## Exercise details
Select, from the data, each line where "contains" occurs.

## Data in this exercise
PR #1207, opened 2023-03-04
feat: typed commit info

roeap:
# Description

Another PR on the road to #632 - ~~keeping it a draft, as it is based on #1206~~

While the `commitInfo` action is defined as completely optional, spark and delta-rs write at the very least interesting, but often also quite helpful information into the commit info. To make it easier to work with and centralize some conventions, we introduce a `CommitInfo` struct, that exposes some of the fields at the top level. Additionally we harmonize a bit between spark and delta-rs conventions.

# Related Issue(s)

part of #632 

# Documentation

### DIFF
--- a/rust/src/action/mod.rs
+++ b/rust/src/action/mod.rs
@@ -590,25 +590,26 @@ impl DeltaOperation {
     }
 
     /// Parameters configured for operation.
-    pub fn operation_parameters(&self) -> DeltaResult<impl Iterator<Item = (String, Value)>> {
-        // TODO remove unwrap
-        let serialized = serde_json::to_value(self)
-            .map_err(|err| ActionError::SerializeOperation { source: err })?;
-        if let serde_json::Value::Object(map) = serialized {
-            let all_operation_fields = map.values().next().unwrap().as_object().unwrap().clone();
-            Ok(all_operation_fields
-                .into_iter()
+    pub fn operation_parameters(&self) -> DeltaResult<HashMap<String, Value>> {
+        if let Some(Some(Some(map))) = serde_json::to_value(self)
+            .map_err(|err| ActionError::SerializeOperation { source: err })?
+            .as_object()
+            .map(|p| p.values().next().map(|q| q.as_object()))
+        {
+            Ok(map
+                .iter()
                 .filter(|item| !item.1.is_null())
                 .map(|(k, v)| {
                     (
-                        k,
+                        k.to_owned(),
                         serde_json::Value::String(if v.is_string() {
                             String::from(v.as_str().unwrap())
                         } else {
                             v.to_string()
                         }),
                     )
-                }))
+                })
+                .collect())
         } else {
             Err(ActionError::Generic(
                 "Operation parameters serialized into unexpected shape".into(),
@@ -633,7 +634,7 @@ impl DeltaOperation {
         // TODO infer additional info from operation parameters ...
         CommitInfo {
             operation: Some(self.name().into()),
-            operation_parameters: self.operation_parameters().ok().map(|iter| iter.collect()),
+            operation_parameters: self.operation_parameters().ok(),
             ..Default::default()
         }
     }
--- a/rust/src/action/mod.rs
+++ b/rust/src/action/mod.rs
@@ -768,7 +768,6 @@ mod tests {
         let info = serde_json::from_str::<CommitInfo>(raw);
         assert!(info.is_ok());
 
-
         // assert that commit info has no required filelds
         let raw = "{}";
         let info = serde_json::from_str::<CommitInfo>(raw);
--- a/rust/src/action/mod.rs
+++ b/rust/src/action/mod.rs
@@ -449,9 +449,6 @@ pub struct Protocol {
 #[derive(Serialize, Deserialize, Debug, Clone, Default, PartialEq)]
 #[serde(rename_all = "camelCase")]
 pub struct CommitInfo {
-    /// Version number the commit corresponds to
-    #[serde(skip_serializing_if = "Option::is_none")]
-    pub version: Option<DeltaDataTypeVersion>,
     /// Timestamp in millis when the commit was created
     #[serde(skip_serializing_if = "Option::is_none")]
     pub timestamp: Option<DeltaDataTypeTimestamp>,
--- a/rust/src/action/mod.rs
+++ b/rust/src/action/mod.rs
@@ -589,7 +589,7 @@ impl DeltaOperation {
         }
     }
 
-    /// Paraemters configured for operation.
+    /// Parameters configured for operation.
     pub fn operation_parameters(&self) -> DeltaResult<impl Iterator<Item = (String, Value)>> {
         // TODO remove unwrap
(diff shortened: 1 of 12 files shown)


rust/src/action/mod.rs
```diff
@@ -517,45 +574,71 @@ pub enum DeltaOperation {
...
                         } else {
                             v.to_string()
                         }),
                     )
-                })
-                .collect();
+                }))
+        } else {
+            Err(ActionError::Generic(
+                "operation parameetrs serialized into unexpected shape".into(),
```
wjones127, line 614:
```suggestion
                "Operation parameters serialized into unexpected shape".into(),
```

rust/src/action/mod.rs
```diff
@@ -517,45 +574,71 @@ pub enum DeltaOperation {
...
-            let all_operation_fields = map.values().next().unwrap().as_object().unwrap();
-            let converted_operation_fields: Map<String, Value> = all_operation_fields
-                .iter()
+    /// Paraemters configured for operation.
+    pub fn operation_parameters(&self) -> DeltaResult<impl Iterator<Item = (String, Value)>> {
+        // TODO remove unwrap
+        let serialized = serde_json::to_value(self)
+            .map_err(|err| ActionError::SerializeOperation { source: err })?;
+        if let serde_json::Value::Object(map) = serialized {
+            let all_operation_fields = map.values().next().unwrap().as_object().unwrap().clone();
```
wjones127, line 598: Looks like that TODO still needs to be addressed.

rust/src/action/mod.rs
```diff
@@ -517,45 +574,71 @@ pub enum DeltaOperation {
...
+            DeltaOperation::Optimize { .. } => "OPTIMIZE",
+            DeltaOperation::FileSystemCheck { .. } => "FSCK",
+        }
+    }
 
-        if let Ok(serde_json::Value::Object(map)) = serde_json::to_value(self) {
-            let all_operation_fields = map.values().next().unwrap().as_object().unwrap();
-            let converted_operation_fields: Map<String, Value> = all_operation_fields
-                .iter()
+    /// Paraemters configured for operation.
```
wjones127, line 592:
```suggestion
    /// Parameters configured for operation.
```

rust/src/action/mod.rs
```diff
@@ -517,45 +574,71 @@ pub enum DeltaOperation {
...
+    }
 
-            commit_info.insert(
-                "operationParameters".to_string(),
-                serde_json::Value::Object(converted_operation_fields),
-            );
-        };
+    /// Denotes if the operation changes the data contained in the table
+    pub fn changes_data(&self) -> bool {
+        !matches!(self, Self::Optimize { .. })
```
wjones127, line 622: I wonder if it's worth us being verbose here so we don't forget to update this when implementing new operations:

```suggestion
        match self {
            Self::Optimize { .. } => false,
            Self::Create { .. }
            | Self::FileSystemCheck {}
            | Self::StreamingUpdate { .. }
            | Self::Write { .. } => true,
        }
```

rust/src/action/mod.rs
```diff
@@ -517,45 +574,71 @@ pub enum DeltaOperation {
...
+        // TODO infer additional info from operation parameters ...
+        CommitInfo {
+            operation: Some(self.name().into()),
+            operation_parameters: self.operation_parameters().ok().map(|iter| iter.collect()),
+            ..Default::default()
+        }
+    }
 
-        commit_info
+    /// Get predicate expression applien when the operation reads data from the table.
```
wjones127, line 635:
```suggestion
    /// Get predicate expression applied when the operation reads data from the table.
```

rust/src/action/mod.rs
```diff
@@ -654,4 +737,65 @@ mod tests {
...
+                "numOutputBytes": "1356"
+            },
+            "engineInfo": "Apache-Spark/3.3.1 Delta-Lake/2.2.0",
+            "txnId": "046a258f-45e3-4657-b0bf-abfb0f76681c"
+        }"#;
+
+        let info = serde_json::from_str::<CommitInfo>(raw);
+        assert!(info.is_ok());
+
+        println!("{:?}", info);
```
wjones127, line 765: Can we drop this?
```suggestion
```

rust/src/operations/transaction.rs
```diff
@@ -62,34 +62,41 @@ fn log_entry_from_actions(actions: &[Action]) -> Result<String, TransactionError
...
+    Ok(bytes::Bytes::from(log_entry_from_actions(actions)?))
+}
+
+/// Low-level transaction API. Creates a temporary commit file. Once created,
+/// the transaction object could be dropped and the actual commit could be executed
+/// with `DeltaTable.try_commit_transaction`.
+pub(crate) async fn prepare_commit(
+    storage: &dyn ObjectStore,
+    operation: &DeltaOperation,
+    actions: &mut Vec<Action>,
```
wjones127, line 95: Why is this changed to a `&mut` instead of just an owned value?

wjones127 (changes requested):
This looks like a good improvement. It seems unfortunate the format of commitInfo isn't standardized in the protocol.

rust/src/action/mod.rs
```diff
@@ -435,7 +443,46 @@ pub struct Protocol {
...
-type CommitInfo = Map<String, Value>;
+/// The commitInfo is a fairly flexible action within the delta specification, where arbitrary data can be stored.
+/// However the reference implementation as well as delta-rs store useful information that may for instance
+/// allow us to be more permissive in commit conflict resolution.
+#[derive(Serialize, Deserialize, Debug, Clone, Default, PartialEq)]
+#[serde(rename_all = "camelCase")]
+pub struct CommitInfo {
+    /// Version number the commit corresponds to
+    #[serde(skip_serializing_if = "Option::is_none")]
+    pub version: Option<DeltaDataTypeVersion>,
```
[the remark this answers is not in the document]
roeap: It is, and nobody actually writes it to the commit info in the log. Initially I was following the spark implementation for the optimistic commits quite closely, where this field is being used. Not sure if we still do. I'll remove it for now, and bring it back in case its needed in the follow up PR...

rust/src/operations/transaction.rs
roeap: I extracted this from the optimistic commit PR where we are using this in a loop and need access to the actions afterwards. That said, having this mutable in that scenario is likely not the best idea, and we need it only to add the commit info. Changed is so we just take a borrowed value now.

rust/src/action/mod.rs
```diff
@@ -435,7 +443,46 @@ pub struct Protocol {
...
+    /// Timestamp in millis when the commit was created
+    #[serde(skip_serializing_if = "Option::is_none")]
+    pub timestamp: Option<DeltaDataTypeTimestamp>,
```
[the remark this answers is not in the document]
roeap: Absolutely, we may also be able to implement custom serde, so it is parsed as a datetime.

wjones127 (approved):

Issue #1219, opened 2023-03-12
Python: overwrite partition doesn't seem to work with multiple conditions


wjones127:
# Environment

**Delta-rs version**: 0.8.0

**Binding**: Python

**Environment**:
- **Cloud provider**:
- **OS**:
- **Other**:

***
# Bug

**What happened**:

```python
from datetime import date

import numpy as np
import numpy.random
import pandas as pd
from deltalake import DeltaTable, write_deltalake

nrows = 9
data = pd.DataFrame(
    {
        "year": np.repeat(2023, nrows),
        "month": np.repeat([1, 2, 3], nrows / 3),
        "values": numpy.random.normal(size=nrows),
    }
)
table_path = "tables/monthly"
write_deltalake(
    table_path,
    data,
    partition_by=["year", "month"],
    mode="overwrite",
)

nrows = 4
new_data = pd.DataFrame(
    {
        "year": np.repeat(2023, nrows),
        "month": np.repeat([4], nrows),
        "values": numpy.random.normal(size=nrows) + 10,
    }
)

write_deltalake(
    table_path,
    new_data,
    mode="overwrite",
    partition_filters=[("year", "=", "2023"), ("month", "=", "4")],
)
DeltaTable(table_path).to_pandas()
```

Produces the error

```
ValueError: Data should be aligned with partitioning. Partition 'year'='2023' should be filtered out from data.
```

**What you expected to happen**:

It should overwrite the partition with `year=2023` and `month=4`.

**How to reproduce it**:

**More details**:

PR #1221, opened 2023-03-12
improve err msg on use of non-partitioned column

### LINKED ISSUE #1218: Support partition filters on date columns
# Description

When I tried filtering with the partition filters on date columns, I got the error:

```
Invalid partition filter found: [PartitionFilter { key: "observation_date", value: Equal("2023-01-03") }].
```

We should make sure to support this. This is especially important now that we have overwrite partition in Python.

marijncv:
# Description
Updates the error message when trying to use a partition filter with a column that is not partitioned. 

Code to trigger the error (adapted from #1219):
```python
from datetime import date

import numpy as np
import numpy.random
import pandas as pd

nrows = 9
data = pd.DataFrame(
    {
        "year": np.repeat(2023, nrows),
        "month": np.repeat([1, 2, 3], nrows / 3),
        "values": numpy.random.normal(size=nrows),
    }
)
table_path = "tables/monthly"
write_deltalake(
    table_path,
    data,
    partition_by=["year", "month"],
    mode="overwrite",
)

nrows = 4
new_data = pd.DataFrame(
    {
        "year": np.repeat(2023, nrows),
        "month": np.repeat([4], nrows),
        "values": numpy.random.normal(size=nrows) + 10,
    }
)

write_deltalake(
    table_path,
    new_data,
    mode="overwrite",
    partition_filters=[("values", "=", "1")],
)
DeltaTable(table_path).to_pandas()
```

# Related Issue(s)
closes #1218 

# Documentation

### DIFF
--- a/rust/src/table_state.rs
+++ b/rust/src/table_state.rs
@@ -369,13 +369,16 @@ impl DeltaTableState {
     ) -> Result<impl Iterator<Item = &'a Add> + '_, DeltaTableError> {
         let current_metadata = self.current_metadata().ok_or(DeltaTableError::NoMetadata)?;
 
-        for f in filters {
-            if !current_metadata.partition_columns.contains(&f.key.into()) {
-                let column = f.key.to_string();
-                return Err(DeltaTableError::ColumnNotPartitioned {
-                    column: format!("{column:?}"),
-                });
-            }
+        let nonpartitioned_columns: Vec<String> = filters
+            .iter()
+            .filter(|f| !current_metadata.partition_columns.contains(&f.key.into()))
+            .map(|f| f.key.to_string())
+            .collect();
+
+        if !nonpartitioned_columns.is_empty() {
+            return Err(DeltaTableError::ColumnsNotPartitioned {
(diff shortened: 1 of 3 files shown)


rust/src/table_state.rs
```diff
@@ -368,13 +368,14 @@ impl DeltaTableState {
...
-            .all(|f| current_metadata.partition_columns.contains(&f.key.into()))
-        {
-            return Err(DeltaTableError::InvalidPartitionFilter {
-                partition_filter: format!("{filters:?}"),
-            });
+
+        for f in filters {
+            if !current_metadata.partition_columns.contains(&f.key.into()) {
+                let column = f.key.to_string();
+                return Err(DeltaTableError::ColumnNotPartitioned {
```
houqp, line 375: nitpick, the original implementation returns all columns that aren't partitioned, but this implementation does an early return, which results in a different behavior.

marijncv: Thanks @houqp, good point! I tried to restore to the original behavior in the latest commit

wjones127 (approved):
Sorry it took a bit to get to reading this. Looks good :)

## Result
-            if !current_metadata.partition_columns.contains(&f.key.into()) {
+            .filter(|f| !current_metadata.partition_columns.contains(&f.key.into()))
-            .all(|f| current_metadata.partition_columns.contains(&f.key.into()))
+            if !current_metadata.partition_columns.contains(&f.key.into()) {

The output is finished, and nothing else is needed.